PR #2497, opened 2020-05-06
subscription: Add AttachedSubscription DBus structure

M4rtinK:
The AttachedSubscription DBus structure describes a single subscription
that has been attached to the target system.

A list of AttachedSubscription instances together with the InsightsEnabled property
and SystemPurposeData property describe the system state post registration and subscription.

Note that all the fields are effectively string "blobs" we are getting
from a JSON file returned by RHSM DBus API.

### DIFF
--- a/pyanaconda/modules/common/structures/subscription.py
+++ b/pyanaconda/modules/common/structures/subscription.py
@@ -362,3 +362,147 @@ class SubscriptionRequest(DBusData):
     @server_proxy_password.setter
     def server_proxy_password(self, password: SecretData):
         self._server_proxy_password = password
+
+
+class AttachedSubscription(DBusData):
+    """Data for a single attached subscription."""
+
+    def __init__(self):
+        self._name = ""
+        self._service_level = ""
+        self._sku = ""
+        self._contract = ""
+        self._start_date = ""
+        self._end_date = ""
+        # we can expect at least one entitlement
+        # to be consumed per attached subscription
+        self._consumed_entitlement_count = 1
+
+    @property
+    def name(self) -> Str:
+        """Name of the attached subscription.
+
+        Example: "Red Hat Beta Access"
+
+        :return: subscription name
+        :rtype: str
+        """
+        return self._name
+
+    @name.setter
+    def name(self, name: Str):
+        self._name = name
+
+    @property
+    def service_level(self) -> Str:
+        """Service level of the attached subscription.
+
+        Example: "Premium"
+
+        :return: service level
+        :rtype: str
+        """
+        return self._service_level
+
+    @service_level.setter
+    def service_level(self, service_level: Str):
+        self._service_level = service_level
+
+    @property
+    def sku(self) -> Str:
+        """SKU id of the attached subscription.
+
+        Example: "MBT8547"
+
+        :return: SKU id
+        :rtype: str
+        """
+        return self._sku
+
+    @sku.setter
+    def sku(self, sku: Str):
+        self._sku = sku
+
+    @property
+    def contract(self) -> Str:
+        """Contract identifier.
+
+        Example: "32754658"
+
+        :return: contract identifier
+        :rtype: str
+        """
+        return self._contract
+
+    @contract.setter
+    def contract(self, contract: Str):
+        self._contract = contract
+
+    @property
+    def start_date(self) -> Str:
+        """Subscription start date.
+
+        We do not guarantee fixed date format,
+        but we aim for the date to look good
+        when displayed in a GUI and be human
+        readable.
+
+        For context see the following bug, that
+        illustrates the issues we are having with
+        the source date for this property, that
+        prevent us from providing a consistent
+        date format:
+        https://bugzilla.redhat.com/show_bug.cgi?id=1793501
+
+        Example: "Nov 04, 2019"
+
+        :return: start date of the subscription
+        :rtype: str
+        """
+        return self._start_date
+
+    @start_date.setter
+    def start_date(self, start_date: Str):
+        self._start_date = start_date
+
+    @property
+    def end_date(self) -> Str:
+        """Subscription end date.
+
+        We do not guarantee fixed date format,
+        but we aim for the date to look good
+        when displayed in a GUI and be human
+        readable.
+
+        For context see the following bug, that
+        illustrates the issues we are having with
+        the source date for this property, that
+        prevent us from providing a consistent
+        date format:
+        https://bugzilla.redhat.com/show_bug.cgi?id=1793501
+
+        Example: "Nov 04, 2020"
+
+        :return: end date of the subscription
+        :rtype: str
+        """
+        return self._end_date
+
+    @end_date.setter
+    def end_date(self, end_date: Str):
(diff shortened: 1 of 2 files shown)


pyanaconda/modules/common/structures/subscription.py
```diff
@@ -362,3 +362,107 @@ def server_proxy_password(self) -> SecretData:
...
+        """
+        return self._name
+
+    @name.setter
+    def name(self, name: Str):
+        self._name = name
+
+    @property
+    def service_level(self) -> Str:
+        """Service level of the attached subscription.
```
poncovka, line 394: Could you provide an example in the docstring?

pyanaconda/modules/common/structures/subscription.py
```diff
@@ -362,3 +362,107 @@ def server_proxy_password(self) -> SecretData:
...
+        """
+        return self._service_level
+
+    @service_level.setter
+    def service_level(self, service_level: Str):
+        self._service_level = service_level
+
+    @property
+    def sku(self) -> Str:
+        """SKU id of the attached subscription.
```
poncovka, line 407: Same here.

pyanaconda/modules/common/structures/subscription.py
```diff
@@ -362,3 +362,107 @@ def server_proxy_password(self) -> SecretData:
...
+        """
+        return self._sku
+
+    @sku.setter
+    def sku(self, sku: Str):
+        self._sku = sku
+
+    @property
+    def contract(self) -> Str:
+        """Contract identifier.
```
poncovka, line 420: Same here?

pyanaconda/modules/common/structures/subscription.py
```diff
@@ -362,3 +362,107 @@ def server_proxy_password(self) -> SecretData:
...
+        """
+        return self._contract
+
+    @contract.setter
+    def contract(self, contract: Str):
+        self._contract = contract
+
+    @property
+    def start_date(self) -> Str:
+        """Subscription start date.
```
poncovka, line 433: Are we able to specify the format? I know we had some issues with that.

tests/nosetests/pyanaconda_tests/module_subscription_tests.py
```diff
@@ -798,6 +798,57 @@ def set_subscription_request_sensitive_data_keep_test(self):
...
+            "service-level": "really good",
+            "sku": "ABC123456",
+            "contract": "987654321",
+            "start-date": "1 January 1970",
+            "end-date": "19 January 2038",
+            "consumed-entitlement-count": "9001"
+        }
+        # compare the full structure with expected values
+        self.assertEqual(
+            get_native(AttachedSubscription.to_structure(full_request)),
```
poncovka, line 848: It would be good to have one test with variants so we can verify the types.

pyanaconda/modules/common/structures/subscription.py
```diff
@@ -362,3 +362,107 @@ def server_proxy_password(self) -> SecretData:
...
+        :rtype: str
+        """
+        return self._end_date
+
+    @end_date.setter
+    def end_date(self, end_date: Str):
+        self._end_date = end_date
+
+    @property
+    def consumed_entitlement_count(self) -> Str:
```
poncovka, line 458: Shouldn't this be an integer?

M4rtinK: The idea is that we are not really sure - the JSON returned by the RHSM DBus API from which this data is returned has what seems to be a string containing an integer. But given that the format is not well documented and I fear we might one day get "3 entitlements" or something like that.

So it seems prudent to me to treat this data as an opaque string that we do not really interpret to avoid surprises later on.

pyanaconda/modules/common/structures/subscription.py
M4rtinK: The problem is in the JSON from which this is parsed providing dates in an inconsistent manner - for more info see [bug 1793501](https://bugzilla.redhat.com/show_bug.cgi?id=1793501).

The code that does the parsing (coming soon in followup PR) handles these differences and provides a consistent human readable data that is set to the DBus structure and then displayed.

Another issues is that we would like to harmonize the date display between all the tools handling this data (Anaconda, Cockpit RHSM plugin, RHSM CLI, Satellite, etc.) but this is still an ongoing effort and no shared date format has yet been agreed on.

To summarize, the only date format we can specify at the moment for these fields in the DBus structure is "nice human readable date with consistent formatting" - which I will add to the docstring. :)

Later on (possibly before declaring our DBus API stable) we might able able to improve this.

pyanaconda/modules/common/structures/subscription.py
M4rtinK: This is one of the bugs for the JSON output not being documented: [bug 1790987](https://bugzilla.redhat.com/show_bug.cgi?id=1790987)

poncovka: In that case, could you document the explanation in the docstring of the property?

pyanaconda/modules/common/structures/subscription.py
poncovka: Ok, I would document this in the docstring.

pyanaconda/modules/common/structures/subscription.py
M4rtinK: Added an example.

pyanaconda/modules/common/structures/subscription.py
M4rtinK: Added an example.

pyanaconda/modules/common/structures/subscription.py
M4rtinK: Added.

pyanaconda/modules/common/structures/subscription.py
M4rtinK: Added a docstring explaining what can be expected in the data property & linked to the bug.

pyanaconda/modules/common/structures/subscription.py
M4rtinK: So I looked deeper into this and in the end it looks rather unlikely we will get something else than an integer in the key we are parsing in the JSON file. Also the "consumed" suffix is added by us at the moment. So I've switched the property to be an `Int`.

tests/nosetests/pyanaconda_tests/module_subscription_tests.py
M4rtinK: Good point, switched the tests to variants. :)

pyanaconda/modules/common/structures/subscription.py
M4rtinK: Added.

pyanaconda/modules/common/structures/subscription.py
M4rtinK: Added.

M4rtinK:
PR updated
- examples added
- entitlement count switched to Int
- improved tests

PR #2498, opened 2020-05-07
subscription: Initial subscription GUI bits

M4rtinK:
The first commit adds the full Glade file "XML blob" providing all the spoke widget layout similar to what is currently in RHEL 8.2.

The second commit adds a couple helper functions in a separate file for easy unit testing. It is expected more will be added there later.

The third commit adds the main Subscription spoke structure. This is mostly boilerplate for interacting with the many controls on the Subscription spoke, with many of the logic methods intentionally left out for now. It is expected followup PRs of much more manageable size will add these parts. See the commit message for list of what has been left out in detail.

### DIFF
--- a/pyanaconda/ui/gui/spokes/lib/subscription.py
+++ b/pyanaconda/ui/gui/spokes/lib/subscription.py
@@ -1,0 +1,102 @@
+# Helper methods for the Subscription spoke.
+#
+# Copyright (C) 2020  Red Hat, Inc.
+#
+# This copyrighted material is made available to anyone wishing to use,
+# modify, copy, or redistribute it subject to the terms and conditions of
+# the GNU General Public License v.2, or (at your option) any later version.
+# This program is distributed in the hope that it will be useful, but WITHOUT
+# ANY WARRANTY expressed or implied, including the implied warranties of
+# MERCHANTABILITY or FITNESS FOR A PARTICULAR PURPOSE.  See the GNU General
+# Public License for more details.  You should have received a copy of the
+# GNU General Public License along with this program; if not, write to the
+# Free Software Foundation, Inc., 51 Franklin Street, Fifth Floor, Boston, MA
+# 02110-1301, USA.  Any Red Hat trademarks that are incorporated in the
+# source code or documentation are not subject to the GNU General Public
+# License and may only be used or replicated with the express permission of
+# Red Hat, Inc.
+#
+
+from collections import namedtuple
+
+from pyanaconda.core.i18n import _
+
+TextComboBoxItem = namedtuple("TextComboBoxItem", ["value", "display_string", "is_preselected"])
+
+
+def handle_user_provided_value(user_provided_value, valid_values):
+    """Handle user provided value (if any) based on list of valid values.
+
+    There are three possible outcomes:
+    - the value matches one of the valid values, so we preselect the valid value
+    - the value does not match a valid value, so we append a custom value
+      to the list and preselect it
+    - the user provided value is not available (empty string), no matching will be done
+      and no value will be preselected
+
+    :param str user_provided_value: a value provided by user
+    :param list valid_values: a list of valid values
+    :returns: list of values with one value preselected
+    :rtype: list of TextComboBoxItem tuples
+    """
+    preselected_value_list = []
+    value_matched = False
+    for valid_value in valid_values:
+        preselect = False
+        if user_provided_value and not value_matched:
+            if user_provided_value == valid_value:
+                preselect = True
+                value_matched = True
+        item = TextComboBoxItem(value=valid_value,
+                                display_string=valid_value,
+                                is_preselected=preselect)
+        preselected_value_list.append(item)
+    # check if the user provided value matched a valid value
+    if user_provided_value and not value_matched:
+        # user provided value did not match any valid value,
+        # add it as a custom value to the list and preselect it
+        other_value_string = _("Other ({})").format(user_provided_value)
+        item = TextComboBoxItem(value=user_provided_value,
+                                display_string=other_value_string,
+                                is_preselected=True)
+        preselected_value_list.append(item)
+    return preselected_value_list
+
+
+def fill_combobox(combobox, user_provided_value, valid_values):
+    """Fill the given ComboBoxText instance with data based on current value & valid values.
+
+    Please note that it is possible that the list box will be empty if no
+    list of valid values are available and the user has not supplied any value
+    via kickstart or the DBUS API.
+
+    NOTE: Removes any existing values from the GTK ComboBoxText instance before
+          filling it.
+
+    :param combobox: the combobox to fill
+    :param user_provided_value: the value provided by the user (if any)
+    :type user_provided_value: str or None
+    :param list valid_values: list of known valid values
+    """
+    preselected_value_list = handle_user_provided_value(user_provided_value,
+                                                        valid_values)
+    # make sure the combo box is empty
+    combobox.remove_all()
+
+    # add the "Not Specified" option as the first item
+    # - otherwise the user would not be able to unselect option clicked previously
+    #   or selected via kickstart
+    # - set the active id to this value by default
+
+    active_id = ""
+    combobox.append("", _("Not Specified"))
+
+    if preselected_value_list:
+        for value, display_string, preselected in preselected_value_list:
+            combobox.append(value, display_string)
+            # the value has been preselected, set the active id accordingly
+            if preselected:
+                active_id = value
+
+    # set the active id (what item should be selected in the combobox)
+    combobox.set_active_id(active_id)
--- a/pyanaconda/ui/gui/spokes/subscription.py
+++ b/pyanaconda/ui/gui/spokes/subscription.py
@@ -1,0 +1,830 @@
+# Subscription spoke class
+#
+# Copyright (C) 2020 Red Hat, Inc.
+#
+# This copyrighted material is made available to anyone wishing to use,
+# modify, copy, or redistribute it subject to the terms and conditions of
+# the GNU General Public License v.2, or (at your option) any later version.
+# This program is distributed in the hope that it will be useful, but WITHOUT
+# ANY WARRANTY expressed or implied, including the implied warranties of
+# MERCHANTABILITY or FITNESS FOR A PARTICULAR PURPOSE.  See the GNU General
+# Public License for more details.  You should have received a copy of the
+# GNU General Public License along with this program; if not, write to the
+# Free Software Foundation, Inc., 51 Franklin Street, Fifth Floor, Boston, MA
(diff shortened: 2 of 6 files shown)


M4rtinK:
For some context, this is how the spoke currently looks like on RHEL 8.2:

rhel82_rhsm_hub
spoke status on the Hub

rhel82_rhsm_not_registered
not yet registered with some fields filled in

rhel82_rhsm_registered
registered & subscription attached (there could be multiple subscriptions attached, so the subscription delegates are inside a scrollable list view)

M4rtinK:
jenkins, test this please

pyanaconda/ui/gui/spokes/subscription.py
```diff
@@ -0,0 +1,750 @@
...
+    def http_proxy_location(self):
+        return self._http_proxy_location_entry.get_text()
+
+    @http_proxy_location.setter
+    def http_proxy_location(self, location):
+        self._http_proxy_location_entry.set_text(location)
+
+    @property
+    def http_proxy_username(self):
+        return self._http_proxy_username_entry.get_text()
```
poncovka, line 173: I am not a big fan of this approach. Instead of keeping the data in UI elements, I would prefer to keep the data in the subscription request. These properties could be replaced with signal handlers that would update the request with a new value of the changed UI element. Then you can always use the request to check the current values.

This works pretty well in the custom partitioning spoke (see https://github.com/rhinstaller/anaconda/blob/master/pyanaconda/ui/gui/spokes/custom_storage.py#L1563). I use the request to log the current state or to check if something has changed.

However, it might be a too big change that could complicate next backports, so it is up to you.

pyanaconda/ui/gui/spokes/subscription.py
```diff
@@ -0,0 +1,750 @@
...
+        log.debug("Subscription GUI: apply() running")
+        # Set System Purpose data to the Subscription DBus module,
+        # it makes sense to send the rest only right before a
+        # registration attempt.
+        self._set_system_purpose_data_to_subscription_module()
+
+    def refresh(self):
+        log.debug("Subscription GUI: refresh() running")
+        # update subscription request from the Subscription module
+        self._subscription_request = self._get_subscription_request()
```
poncovka, line 132: This method should set up the UI elements from the current request.

pyanaconda/ui/gui/spokes/subscription.py
```diff
@@ -0,0 +1,750 @@
...
+        self._attached_subscriptions_label = self.builder.get_object(
+            "attached_subscriptions_label"
+        )
+        self._subscriptions_listbox = self.builder.get_object("subscriptions_listbox")
+
+        # unregister button
+        self._unregister_revealer = self.builder.get_object("unregister_revealer")
+        self._unregister_button = self.builder.get_object("unregister_button")
+
+        # setup spoke state based on Subscription DBus module state
```
poncovka, line 590: This part should be in the refresh method.

pyanaconda/ui/gui/spokes/subscription.py
M4rtinK: I think it is a good idea - this always seemed cumbersome, but with the DBus module infrastructure on RHEL 8.2 & the available timeframe I was not able to come up with something better.

I like the idea & if its known to work elsewhere I think I can make it work here as well.

pyanaconda/ui/gui/spokes/subscription.py
```diff
@@ -0,0 +1,750 @@
...
+    REGISTRATION_PAGE = 0
+    SUBSCRIPTION_STATUS_PAGE = 1
+
+    @classmethod
+    def should_run(cls, environment, data):
+        """The Subscription spoke should run only if the Subscription module is available."""
+        return is_module_available(SUBSCRIPTION)
+
+    def __init__(self, *args):
+        NormalSpoke.__init__(self, *args)
```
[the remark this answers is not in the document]
M4rtinK: Fixed.

pyanaconda/ui/gui/spokes/subscription.py
M4rtinK: Split into a content refresh method.

pyanaconda/ui/gui/spokes/subscription.py
M4rtinK: Added a content refresh method called from here.

M4rtinK:
**PR updated:**
- content of the spoke is now always set based on DBus module state on spoke entry
- subscription request and system purpose data DBus structure mirrors are now updated by signal handlers when content of a field changes due to user interaction
- added a couple changed signals to the glade file, so it is no longer 100% identical to the RHEL 8.2
- DBus structure mirrors are set to the module on `apply()` or (in the future) before a subscription attempt
- support for password placeholders added (would have to be set by another client via DBus as kickstart only supports org & key authentication

**Known issues:**
- the visibility checkboxes actually have no effect on the values being set or not to the DBus module, a reasonable implementation if this needs to be added that keeps expected user behavior from 8.2 (fields are not cleared when you just toggle the checkbox) and does not complicate the code too much
- handling of the Insights default (off by default for kickstart installs, on by default for interactive GUI installs) is ugly & cold be done better if Subscription module could check if installation is a kickstart driven installation

pyanaconda/ui/gui/spokes/subscription.py
```diff
@@ -0,0 +1,769 @@
...
+
+        # Fixup Insights defaults
+        #
+        # FIXME: could be done better in module if module can see if kickstart was used
+        #        for the given installation and set InsightsEnabled to True
+        #
+        # If we have a kickstart, use the value from the module, otherwise enable Insights
+        # as that's the default for interactive installations.
+        if flags.automatedInstall:
+            self._insights_checkbox.set_active(self._subscription_module.InsightsEnabled)
```
poncovka, line 552: This is already set up in `_update_spoke_state`. I think you should set the DBus property `InsightsEnabled` to `True` for interactive installations before you call `_update_spoke_state` (ideally at the beginning of the `initialize` or `__init__` method).

pyanaconda/ui/gui/spokes/lib/subscription.py
```diff
@@ -0,0 +1,92 @@
...
+    - the value matches one of the valid values, so we preselect the valid value
+    - the value does not match a valid value, so we append a custom value
+      to the list and preselect it
+    - the user provided value is not available (empty string), no matching will be done
+      and no value will be preselected
+
+    :param str user_provided_value: a value provided by user
+    :param list valid_values: a list of valid values
+    :returns: list of values with one value preselected
+    :rtype: list of (str, str, bool) tuples in (<value>, <display string>, <is_preselected>) format
```
jkonecny12, line 36: What about using named tuple. It's really inconvenient to read code with three tuple because you don't know what is what and [2] doesn't really help here.

Or mark this as private method and leave it as it is. I don't mind if it is not an API.

pyanaconda/ui/gui/spokes/subscription.py
```diff
@@ -0,0 +1,769 @@
...
+        self.http_proxy_revealer.set_reveal_child(checkbox.get_active())
+
+    def on_http_proxy_location_entry_changed(self, editable):
+        hostname = ""
+        port = -1  # not set == -1
+        entered_text = editable.get_text()
+        if entered_text:
+            proxy_obj = ProxyString(url=entered_text)
+            hostname = proxy_obj.host
+            port = proxy_obj.port
```
jkonecny12, line 344: I think you want to remove this line. It's `-1` in case of not set and if set then the value is changed in the if below.

pyanaconda/ui/gui/spokes/subscription.py
M4rtinK: Nice solution, let's do that! :)

pyanaconda/ui/gui/spokes/subscription.py
```diff
@@ -0,0 +1,769 @@
...
+            self.authentication_method = AuthenticationMethod.ORG_KEY
+            self._organization_entry.set_text(self.subscription_request.organization)
+            set_in_entry = bool(self._activation_key_entry.get_text())
+            set_in_module = self.subscription_request.activation_keys.type == SECRET_TYPE_HIDDEN
+            if set_in_module:
+                if not set_in_entry:
+                    self.enable_activation_key_placeholder(True)
+            else:
+                self._activation_key_entry.set_text("")
+                self.enable_activation_key_placeholder(False)
```
jkonecny12, line 618: This could be separated to a private method with the comment having as docstring.

pyanaconda/ui/gui/spokes/subscription.py
```diff
@@ -0,0 +1,769 @@
...
+        # HTTP proxy password
+        set_in_entry = bool(self._http_proxy_password_entry.get_text())
+        secret_type = self.subscription_request.server_proxy_password.type
+        set_in_module = secret_type == SECRET_TYPE_HIDDEN
+        if set_in_module:
+            if not set_in_entry:
+                self.enable_http_proxy_password_placeholder(True)
+        else:
+            self._http_proxy_password_entry.set_text("")
+            self.enable_http_proxy_password_placeholder(False)
```
jkonecny12, line 666: Second part which can be moved to a private method.

pyanaconda/ui/gui/spokes/lib/subscription.py
M4rtinK: Yep, named tuple looks better, let's use it. :)

pyanaconda/ui/gui/spokes/subscription.py
M4rtinK: Yep, that's redundant, lets remove it.

pyanaconda/ui/gui/spokes/subscription.py
M4rtinK: Yeah, that looks a bit better.

pyanaconda/ui/gui/spokes/subscription.py
M4rtinK: Moved.

pyanaconda/ui/gui/spokes/subscription.py
```diff
@@ -0,0 +1,830 @@
...
+        self._registration_error = ""
+        self._registration_phase = None
+        self._registration_controls_enabled = True
+
+        # Red Hat Insights should be enabled by default for non-kickstart installs.
+        #
+        # For kickstart installations we will use the value from the module, which
+        # False by default & can be set to True via the rhsm kickstart command.
+        if not flags.automatedInstall:
+            self._subscription_module.InsightsEnabled = True
```
poncovka, line 109: I think that you need to call `SetInsightsEnabled`.

M4rtinK: Indeed! Fixed. :)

------------------------------------------------

• [Work request]:
Pick out every line above that contains the word "elements" and copy it.

• [Result of the exercise]:
poncovka, line 173: I am not a big fan of this approach. Instead of keeping the data in UI elements, I would prefer to keep the data in the subscription request. These properties could be replaced with signal handlers that would update the request with a new value of the changed UI element. Then you can always use the request to check the current values.
poncovka, line 132: This method should set up the UI elements from the current request.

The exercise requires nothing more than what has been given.